First, Cinematographer Pat Scola photographs the Pacific Northwest in a way that really sends me there. You can practically smell the trees and feel the misting rain. Even the neighborhoods come alive with an extra dimension - the brief scene where Cage's Robin revisits his old home really put me there, on the sidewalk along the side of the house, into the backyard. 

Alexis Grapass and Philip Klein provide a score that is wondrous - it moves through the different scenes of the city and moods of the characters in a way that really enhances the performance without ever dictating emotion. And emotion is where Nick Cage comes in. There's something starkly beautiful about his sorrow and persistence. Robin is motivated by love and loss, and I feel that so acutely that my eyes harbor tears for most of the film. 

Alex Wolf and Adam Arkin are no slouches, either. Both have an arc that moves me in a secondary way to Cage's story, so that it all comes together in one of those simple films that feels so robust, as though it can encompass every emotional state of the human experience. 



Read:

With secondary hype from the Fantastic Four film I'll probably never see, I'd gotten back around to thinking about the mid-80s Walt Simonson run on the book. I didn't read it at the time, but I was very aware of it all throughout my burgeoning comic book-collecting years, which really hit hyperdrive in 1986, the same year Simonson took over "The World's Greatest Comics Magazine."

As I said on a recent Drinking with Comics, I was a total Marvel Zombie as a child, and I bought into the hype on the FF even if I didn't have the allowance to venture into reading it. So over the years, while I've grabbed an issue here or there, I've never had a concentrated plan of attack for going back and reading some of that stuff.

Until now.


I finally pinned down Simonson's first issue as Writer and Artist and started there, snagging a copy of #337 off eBay a few weeks ago. I wasn't sure how this would read to my eyes in 2025, but I needn't have worried; Into the Time Stream is a fantastic jumping-on point, as well as a great example of Simonson's art and writing complementing each other. The issue is heavy on the 80s Marvel time-travel talk, but honestly, it all sounds very modern. The terminology reminded me a lot of reading Grant Morrison circa 2000. And the thing is, Simonson's art matches that heady, scientific approach perfectly!
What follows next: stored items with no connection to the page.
PR #4599, opened 2017-04-05
Switch from property to factory method in TestSuiteConstraints 

timbussmann:
After looking at the code with @bording we concluded that the properties for the transport and persistence configuration are quite risky as some implementation expect a dedicated instance of the configuration class for each endpoint spinned up (mostly for the cleanup logic).

currently, this does not cause issues (besides unnecessary created instances) in the MSMQ implementation (which relies on the per-endpoint behavior) as we're implementing a custom getter which always returns a new instance, but when using `public IConfigureEndpointTestExecution TransportConfiguration {get;} = new ConfigureEndpointMsmqTransport();`, the framework would no longer work correctly.

### DIFF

I feel like, when you stop to consider the image above, you see how adept Walter Simonson is as an artist of the abstract. This image really sells the "mumbo-jumbo" Reed Richards spouts in this issue, and helps us 'buy into' the weird, fringe science as a reality because, hey, we can see it right there. Similarly, I love this panel as well, where the FF and their Avengers counterparts enter the 'time bubble' from an unknown future that has jeopardized their present.
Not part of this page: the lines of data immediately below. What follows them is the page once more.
PR #4600, opened 2017-04-05
Generate release date automatically

bording:
This uses a custom MSBuild target and task to generate the `ReleaseDate` attribute on each build.

Because the target uses the `Exec` MSBuild task to call git.exe, this does require it to be somewhere on the path, but that seems like a reasonable assumption to me.

This does currently write out the `ReleaseDate.g.cs` file on each build. It could instead look to see if it already exists and read it first to see if it has different values before writing it, but I'm not sure that's actually better.


bording:
This does also assume there will be a tagged X.Y.0 release if we're trying to build X.Y.N (where N > 0), but that also seems like a reasonable assumption.

src/NServiceBus.Core/Licensing/GenerateReleaseDate.targets
```diff
@@ -0,0 +1,48 @@
+﻿<?xml version="1.0" encoding="utf-8"?>
+<Project ToolsVersion="14.0" xmlns="http://schemas.microsoft.com/developer/msbuild/2003">
+
+  <UsingTask TaskName="GenerateReleaseDate" TaskFactory="CodeTaskFactory" AssemblyFile="$(MSBuildToolsPath)\Microsoft.Build.Tasks.Core.dll">
+
+    <ParameterGroup>
+      <IntermediateOutputPath Required="true" />
+      <OriginalCommitDateAndTime />
+      <CurrentCommitDate Required="true" />
```
timbussmann: how about naming this `LastCommitDate`?

src/NServiceBus.Core/Licensing/GenerateReleaseDate.targets
```diff
@@ -0,0 +1,48 @@
+﻿<?xml version="1.0" encoding="utf-8"?>
+<Project ToolsVersion="14.0" xmlns="http://schemas.microsoft.com/developer/msbuild/2003">
+
+  <UsingTask TaskName="GenerateReleaseDate" TaskFactory="CodeTaskFactory" AssemblyFile="$(MSBuildToolsPath)\Microsoft.Build.Tasks.Core.dll">
+
+    <ParameterGroup>
+      <IntermediateOutputPath Required="true" />
+      <OriginalCommitDateAndTime />
```
timbussmann: how about naming this `CurrentMinorReleaseDate`?

src/NServiceBus.Core/Licensing/GenerateReleaseDate.targets
```diff
@@ -0,0 +1,48 @@
...
+      <CurrentCommitDate Required="true" />
+      <GeneratedFilePath Output="true" />
+    </ParameterGroup>
+
+    <Task>
+      <Code Type="Fragment" Language="cs">
+        <![CDATA[
+        var originalCommitDate = CurrentCommitDate;
```
timbussmann: maybe rename `originalCommitDate ` to just `releaseDate`?

timbussmann:
I like that approach, seems simple and would add a lot of value. 👍

src/NServiceBus.Core/Licensing/GenerateReleaseDate.targets
bording: My initial naming decisions were around aligning with the already existing [ReleaseDateAttribute](https://github.com/Particular/NServiceBus/blob/develop/src/NServiceBus.Core/ReleaseDateAttribute.cs), so that's where "original" came from.

I thought about changing the naming, but to make changes to `ReleaseDateAttribute`, I'd also need to update `ReleaseDateReader`, but that comes from the licensing package, so I didn't want do that yet.

I suppose the code here could use some better names, and we can align everything else later.

bording:
@timbussmann I pushed up a revision of the naming and a couple other minor tweaks. Do the new names feel better?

Even though I didn't read his run on FF until now, Walter Simonson's art was among the first I marveled at outside of 80's G.I. Joe comics because he did a big stint illustrating his wife Louise's run as writer on X-Factor, the first X-Book I picked up. I dug a few of those out this weekend as well. It's cool to really dip back in on his 80s work - both what I know and what I don't - and celebrate one of the artists that made me the comic fan I am. 




Playlist:

Deftones - private music
Testament - Infanticide A.I. (pre-release single)
Testament - The New Order
Testament - Titans of Creation
Walter Rizatti - House By the Cemetery OST
Sam Cooke - One Night Stand! Live at the Harlem Square Club, 1963
Anthrax - Persistence of Time
Baroness - Stone
Black Sabbath - Sabotage
Blackbraid - Blackbraid III
The Veils - Total Depravity
The Ocean - Fog Diver
Revocation - The Outer Ones




Card:

From Jonathan Grimm's Hand of Doom Tarot, which you can buy HERE.


• Page of Swords
• VIII: Strength
• Six of Swords

When attacked on Earthly grounds, the Strength of Science will be the best defense. 

Okay, that's pretty vague from the outside looking in, but I'm picking up what these 70s Wizard cards are putting down. To fight a good fight, keep emotional responses from poisoning logic.